§ MATERIAL SUPPLIED
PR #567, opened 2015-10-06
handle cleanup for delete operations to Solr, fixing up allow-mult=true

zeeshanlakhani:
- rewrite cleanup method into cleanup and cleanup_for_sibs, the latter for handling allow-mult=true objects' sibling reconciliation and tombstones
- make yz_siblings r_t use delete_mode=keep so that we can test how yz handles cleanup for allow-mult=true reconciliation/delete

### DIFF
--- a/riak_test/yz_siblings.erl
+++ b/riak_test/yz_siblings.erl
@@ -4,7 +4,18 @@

...

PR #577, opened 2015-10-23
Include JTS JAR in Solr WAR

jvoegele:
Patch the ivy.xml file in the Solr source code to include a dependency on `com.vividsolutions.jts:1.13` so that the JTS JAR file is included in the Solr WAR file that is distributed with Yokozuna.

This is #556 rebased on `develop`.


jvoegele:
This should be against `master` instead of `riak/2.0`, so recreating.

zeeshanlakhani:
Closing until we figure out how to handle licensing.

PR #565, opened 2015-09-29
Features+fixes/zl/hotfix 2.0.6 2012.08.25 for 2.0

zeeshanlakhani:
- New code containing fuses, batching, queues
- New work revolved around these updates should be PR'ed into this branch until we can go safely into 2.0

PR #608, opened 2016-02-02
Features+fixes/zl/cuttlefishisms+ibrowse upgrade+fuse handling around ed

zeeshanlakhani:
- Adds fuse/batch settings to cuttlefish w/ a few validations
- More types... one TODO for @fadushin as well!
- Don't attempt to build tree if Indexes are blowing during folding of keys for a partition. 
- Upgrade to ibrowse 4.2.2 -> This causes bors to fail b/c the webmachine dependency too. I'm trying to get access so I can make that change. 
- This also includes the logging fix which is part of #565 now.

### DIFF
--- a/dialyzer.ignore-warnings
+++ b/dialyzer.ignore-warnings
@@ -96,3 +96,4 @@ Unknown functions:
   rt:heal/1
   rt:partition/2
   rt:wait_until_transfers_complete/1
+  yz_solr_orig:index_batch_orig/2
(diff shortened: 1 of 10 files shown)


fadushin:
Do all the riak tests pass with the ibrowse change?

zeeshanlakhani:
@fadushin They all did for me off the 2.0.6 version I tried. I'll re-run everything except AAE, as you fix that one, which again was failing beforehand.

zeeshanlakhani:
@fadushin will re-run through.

§ WORK REQUEST
Find and copy each line in the material above where the string "around" occurs.

§ TASK OUTPUT
- New work revolved around these updates should be PR'ed into this branch until we can go safely into 2.0
Features+fixes/zl/cuttlefishisms+ibrowse upgrade+fuse handling around ed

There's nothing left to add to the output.